WORK REQUEST:
Locate each line below that includes "sample" and reproduce it.

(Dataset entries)
# # # # #

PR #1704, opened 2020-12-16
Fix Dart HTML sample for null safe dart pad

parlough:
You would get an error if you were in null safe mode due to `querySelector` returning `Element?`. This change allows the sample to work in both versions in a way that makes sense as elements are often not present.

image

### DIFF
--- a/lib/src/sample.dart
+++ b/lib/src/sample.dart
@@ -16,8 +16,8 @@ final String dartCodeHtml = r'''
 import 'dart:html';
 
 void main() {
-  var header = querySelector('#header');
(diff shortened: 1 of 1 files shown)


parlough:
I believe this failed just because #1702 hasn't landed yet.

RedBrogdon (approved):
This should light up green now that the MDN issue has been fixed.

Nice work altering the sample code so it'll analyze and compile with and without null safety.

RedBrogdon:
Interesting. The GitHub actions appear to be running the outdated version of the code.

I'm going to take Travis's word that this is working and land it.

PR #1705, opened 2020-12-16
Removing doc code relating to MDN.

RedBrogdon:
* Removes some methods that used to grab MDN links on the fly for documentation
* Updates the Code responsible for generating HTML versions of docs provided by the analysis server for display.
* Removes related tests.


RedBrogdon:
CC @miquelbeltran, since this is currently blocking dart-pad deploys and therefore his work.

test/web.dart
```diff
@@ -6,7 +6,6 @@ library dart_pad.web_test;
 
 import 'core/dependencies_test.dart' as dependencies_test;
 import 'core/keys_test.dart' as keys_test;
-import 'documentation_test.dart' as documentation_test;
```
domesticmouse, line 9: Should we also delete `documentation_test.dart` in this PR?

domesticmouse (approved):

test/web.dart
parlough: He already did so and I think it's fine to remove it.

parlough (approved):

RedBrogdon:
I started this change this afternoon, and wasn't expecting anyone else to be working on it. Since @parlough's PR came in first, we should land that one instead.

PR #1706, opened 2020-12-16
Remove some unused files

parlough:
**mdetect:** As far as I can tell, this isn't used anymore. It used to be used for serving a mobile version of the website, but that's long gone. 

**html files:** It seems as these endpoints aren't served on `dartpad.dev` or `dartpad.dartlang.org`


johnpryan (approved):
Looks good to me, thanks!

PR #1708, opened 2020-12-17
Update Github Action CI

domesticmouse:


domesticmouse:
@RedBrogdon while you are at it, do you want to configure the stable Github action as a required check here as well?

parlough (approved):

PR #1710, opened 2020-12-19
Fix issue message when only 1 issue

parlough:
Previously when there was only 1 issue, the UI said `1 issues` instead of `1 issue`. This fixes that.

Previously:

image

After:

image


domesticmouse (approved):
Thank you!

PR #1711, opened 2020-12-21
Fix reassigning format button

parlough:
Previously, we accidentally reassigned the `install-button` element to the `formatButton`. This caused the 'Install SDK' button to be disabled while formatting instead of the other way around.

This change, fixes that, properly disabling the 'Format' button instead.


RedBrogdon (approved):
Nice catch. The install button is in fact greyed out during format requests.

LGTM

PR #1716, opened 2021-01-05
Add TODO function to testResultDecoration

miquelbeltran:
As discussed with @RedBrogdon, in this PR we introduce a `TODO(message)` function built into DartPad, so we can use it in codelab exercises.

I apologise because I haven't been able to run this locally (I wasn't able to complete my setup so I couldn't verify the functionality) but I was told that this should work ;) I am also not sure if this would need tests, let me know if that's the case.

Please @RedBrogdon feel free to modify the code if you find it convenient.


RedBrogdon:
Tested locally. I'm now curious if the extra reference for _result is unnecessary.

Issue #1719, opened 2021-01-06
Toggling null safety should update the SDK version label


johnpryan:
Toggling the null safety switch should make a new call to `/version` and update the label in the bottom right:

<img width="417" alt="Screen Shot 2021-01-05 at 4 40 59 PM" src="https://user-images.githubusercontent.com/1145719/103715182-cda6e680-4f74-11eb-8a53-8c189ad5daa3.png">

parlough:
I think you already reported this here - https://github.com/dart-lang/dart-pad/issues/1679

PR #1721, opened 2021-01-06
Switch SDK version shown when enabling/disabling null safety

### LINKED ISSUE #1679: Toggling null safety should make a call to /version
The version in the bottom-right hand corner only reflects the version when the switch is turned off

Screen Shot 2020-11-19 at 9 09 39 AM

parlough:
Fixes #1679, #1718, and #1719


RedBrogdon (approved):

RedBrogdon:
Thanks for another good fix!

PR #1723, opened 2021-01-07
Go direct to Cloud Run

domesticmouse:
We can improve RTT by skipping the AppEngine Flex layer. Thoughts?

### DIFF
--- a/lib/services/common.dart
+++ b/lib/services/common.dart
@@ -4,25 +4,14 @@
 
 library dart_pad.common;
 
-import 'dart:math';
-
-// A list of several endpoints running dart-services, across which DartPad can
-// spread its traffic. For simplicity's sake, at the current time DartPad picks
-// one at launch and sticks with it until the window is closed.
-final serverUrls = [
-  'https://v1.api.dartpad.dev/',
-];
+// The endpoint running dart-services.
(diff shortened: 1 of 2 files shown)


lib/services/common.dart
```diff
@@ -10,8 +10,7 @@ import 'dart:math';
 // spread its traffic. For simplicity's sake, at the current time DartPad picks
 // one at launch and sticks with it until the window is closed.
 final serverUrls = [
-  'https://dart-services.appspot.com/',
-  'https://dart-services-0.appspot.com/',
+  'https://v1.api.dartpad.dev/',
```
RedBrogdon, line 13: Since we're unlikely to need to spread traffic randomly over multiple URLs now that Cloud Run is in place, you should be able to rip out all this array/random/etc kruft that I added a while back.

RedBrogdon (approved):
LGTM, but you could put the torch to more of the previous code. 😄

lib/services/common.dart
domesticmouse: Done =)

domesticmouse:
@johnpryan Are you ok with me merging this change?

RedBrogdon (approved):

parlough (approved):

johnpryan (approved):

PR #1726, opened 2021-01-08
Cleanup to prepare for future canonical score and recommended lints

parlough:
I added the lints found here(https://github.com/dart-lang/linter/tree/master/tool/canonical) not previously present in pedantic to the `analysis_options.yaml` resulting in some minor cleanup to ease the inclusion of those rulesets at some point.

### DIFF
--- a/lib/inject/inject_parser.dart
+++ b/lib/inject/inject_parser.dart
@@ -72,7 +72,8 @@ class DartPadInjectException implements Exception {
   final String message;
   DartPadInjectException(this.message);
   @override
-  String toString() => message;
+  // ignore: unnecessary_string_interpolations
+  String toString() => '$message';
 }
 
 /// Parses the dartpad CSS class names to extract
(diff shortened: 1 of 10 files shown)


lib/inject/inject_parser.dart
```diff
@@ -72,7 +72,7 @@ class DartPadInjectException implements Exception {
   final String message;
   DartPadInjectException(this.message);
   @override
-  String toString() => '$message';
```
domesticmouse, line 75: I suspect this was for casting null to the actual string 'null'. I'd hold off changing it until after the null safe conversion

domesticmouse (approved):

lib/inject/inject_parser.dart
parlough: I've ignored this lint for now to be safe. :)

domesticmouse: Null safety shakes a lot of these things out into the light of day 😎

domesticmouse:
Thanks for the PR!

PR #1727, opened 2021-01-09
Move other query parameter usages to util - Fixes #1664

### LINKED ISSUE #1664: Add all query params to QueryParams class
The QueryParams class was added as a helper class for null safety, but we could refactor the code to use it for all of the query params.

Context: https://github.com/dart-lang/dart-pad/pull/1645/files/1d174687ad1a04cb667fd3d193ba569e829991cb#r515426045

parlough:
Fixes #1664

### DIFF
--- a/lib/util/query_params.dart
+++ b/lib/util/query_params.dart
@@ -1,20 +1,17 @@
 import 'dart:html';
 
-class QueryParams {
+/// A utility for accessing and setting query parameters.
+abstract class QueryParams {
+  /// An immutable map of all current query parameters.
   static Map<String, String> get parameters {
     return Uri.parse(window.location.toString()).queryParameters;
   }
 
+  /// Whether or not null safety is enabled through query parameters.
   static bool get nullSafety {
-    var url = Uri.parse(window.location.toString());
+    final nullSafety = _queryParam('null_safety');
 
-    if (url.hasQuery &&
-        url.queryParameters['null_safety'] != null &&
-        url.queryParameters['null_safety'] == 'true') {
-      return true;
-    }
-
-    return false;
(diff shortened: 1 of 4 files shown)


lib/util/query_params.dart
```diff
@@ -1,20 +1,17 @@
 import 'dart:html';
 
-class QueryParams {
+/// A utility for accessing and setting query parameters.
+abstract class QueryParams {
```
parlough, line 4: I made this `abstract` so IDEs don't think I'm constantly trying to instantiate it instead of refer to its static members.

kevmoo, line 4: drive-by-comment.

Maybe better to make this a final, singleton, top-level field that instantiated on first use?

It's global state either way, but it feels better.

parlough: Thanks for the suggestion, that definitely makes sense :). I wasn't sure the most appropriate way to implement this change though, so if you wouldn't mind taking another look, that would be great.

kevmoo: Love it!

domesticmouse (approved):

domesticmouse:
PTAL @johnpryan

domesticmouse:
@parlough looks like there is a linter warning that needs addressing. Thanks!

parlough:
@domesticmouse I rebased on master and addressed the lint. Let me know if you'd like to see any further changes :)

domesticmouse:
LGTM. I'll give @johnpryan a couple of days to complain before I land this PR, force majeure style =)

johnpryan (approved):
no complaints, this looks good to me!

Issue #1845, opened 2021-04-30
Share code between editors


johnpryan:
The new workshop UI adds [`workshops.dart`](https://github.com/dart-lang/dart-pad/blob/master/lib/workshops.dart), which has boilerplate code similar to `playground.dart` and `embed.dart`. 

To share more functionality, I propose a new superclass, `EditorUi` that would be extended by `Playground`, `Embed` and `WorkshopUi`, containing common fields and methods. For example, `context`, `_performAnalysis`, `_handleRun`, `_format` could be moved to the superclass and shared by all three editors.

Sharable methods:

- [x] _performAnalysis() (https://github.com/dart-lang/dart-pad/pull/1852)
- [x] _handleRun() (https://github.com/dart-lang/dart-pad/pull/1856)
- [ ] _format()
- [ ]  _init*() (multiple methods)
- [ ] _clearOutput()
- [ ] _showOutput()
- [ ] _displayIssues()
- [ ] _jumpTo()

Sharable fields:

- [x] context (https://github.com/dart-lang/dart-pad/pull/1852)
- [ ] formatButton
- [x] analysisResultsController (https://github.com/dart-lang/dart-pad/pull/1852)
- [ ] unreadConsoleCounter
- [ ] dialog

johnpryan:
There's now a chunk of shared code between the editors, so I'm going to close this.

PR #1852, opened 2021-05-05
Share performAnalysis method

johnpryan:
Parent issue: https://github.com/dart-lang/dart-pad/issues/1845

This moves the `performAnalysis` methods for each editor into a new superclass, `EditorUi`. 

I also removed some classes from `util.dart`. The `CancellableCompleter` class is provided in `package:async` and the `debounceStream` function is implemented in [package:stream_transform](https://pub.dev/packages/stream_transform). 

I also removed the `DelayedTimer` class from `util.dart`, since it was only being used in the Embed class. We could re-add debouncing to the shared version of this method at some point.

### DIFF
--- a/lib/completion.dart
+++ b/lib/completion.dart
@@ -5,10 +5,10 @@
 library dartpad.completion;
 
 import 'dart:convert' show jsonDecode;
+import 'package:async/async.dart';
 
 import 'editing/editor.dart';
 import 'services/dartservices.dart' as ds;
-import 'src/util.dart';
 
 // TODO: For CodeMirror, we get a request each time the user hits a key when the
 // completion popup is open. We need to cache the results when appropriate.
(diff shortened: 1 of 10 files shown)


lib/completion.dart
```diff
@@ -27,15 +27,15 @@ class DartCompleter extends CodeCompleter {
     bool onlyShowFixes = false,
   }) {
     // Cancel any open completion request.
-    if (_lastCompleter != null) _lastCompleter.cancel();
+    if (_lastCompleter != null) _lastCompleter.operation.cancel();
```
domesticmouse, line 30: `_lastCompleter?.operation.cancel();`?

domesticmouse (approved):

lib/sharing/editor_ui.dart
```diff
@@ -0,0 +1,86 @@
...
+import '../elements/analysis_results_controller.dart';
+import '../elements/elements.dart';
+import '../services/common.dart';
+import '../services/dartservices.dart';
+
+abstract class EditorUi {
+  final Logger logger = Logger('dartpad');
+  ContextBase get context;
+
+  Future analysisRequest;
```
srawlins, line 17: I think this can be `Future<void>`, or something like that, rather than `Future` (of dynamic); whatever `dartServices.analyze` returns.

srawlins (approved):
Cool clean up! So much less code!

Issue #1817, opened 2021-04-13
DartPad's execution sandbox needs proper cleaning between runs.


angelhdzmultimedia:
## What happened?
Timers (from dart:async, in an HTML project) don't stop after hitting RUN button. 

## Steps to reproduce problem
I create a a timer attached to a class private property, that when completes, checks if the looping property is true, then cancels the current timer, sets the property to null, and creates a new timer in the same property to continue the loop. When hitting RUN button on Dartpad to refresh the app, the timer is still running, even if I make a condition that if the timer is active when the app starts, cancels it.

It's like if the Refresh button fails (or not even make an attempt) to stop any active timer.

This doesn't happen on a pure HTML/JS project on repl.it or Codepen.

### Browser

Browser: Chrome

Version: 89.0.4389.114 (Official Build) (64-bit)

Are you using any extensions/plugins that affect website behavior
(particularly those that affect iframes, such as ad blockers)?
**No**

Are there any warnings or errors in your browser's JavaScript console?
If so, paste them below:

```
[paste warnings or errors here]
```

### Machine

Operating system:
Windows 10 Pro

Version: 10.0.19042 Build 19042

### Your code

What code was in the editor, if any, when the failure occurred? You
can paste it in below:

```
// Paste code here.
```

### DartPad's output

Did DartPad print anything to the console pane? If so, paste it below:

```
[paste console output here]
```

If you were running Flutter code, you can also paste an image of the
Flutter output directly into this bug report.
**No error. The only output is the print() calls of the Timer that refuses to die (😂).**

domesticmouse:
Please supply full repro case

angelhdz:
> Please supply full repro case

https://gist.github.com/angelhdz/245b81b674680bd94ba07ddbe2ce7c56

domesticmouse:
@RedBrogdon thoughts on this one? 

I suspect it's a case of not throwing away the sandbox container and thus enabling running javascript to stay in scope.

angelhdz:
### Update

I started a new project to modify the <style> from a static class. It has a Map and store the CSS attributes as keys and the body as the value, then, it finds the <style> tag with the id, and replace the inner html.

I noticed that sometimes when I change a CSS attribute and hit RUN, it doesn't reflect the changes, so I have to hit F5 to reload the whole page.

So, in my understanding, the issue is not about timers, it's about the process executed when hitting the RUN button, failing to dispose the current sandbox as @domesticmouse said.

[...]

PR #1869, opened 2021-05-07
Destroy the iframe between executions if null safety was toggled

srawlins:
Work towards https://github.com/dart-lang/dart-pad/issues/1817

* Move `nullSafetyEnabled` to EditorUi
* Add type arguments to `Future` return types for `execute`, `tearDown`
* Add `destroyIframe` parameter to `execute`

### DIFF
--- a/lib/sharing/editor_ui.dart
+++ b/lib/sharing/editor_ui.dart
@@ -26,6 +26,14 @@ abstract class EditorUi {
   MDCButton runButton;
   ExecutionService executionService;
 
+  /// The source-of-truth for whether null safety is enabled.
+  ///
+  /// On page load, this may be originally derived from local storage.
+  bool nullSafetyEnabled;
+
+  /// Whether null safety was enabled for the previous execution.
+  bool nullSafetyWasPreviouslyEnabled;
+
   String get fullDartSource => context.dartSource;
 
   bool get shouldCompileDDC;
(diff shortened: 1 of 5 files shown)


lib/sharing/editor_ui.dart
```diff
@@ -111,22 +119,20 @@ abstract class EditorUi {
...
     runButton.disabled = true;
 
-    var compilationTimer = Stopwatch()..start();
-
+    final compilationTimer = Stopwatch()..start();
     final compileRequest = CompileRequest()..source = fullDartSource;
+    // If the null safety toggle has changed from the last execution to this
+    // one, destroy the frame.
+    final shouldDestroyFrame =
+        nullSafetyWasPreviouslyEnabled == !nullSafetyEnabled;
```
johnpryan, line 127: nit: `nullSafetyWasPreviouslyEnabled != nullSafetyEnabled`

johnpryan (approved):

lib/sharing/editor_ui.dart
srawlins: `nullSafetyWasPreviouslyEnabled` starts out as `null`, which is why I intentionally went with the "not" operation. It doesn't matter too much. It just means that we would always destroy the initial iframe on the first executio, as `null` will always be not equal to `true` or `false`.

# # # # #

OUTPUT OF THE EXERCISE:
Fix Dart HTML sample for null safe dart pad
You would get an error if you were in null safe mode due to `querySelector` returning `Element?`. This change allows the sample to work in both versions in a way that makes sense as elements are often not present.
--- a/lib/src/sample.dart
+++ b/lib/src/sample.dart
Nice work altering the sample code so it'll analyze and compile with and without null safety.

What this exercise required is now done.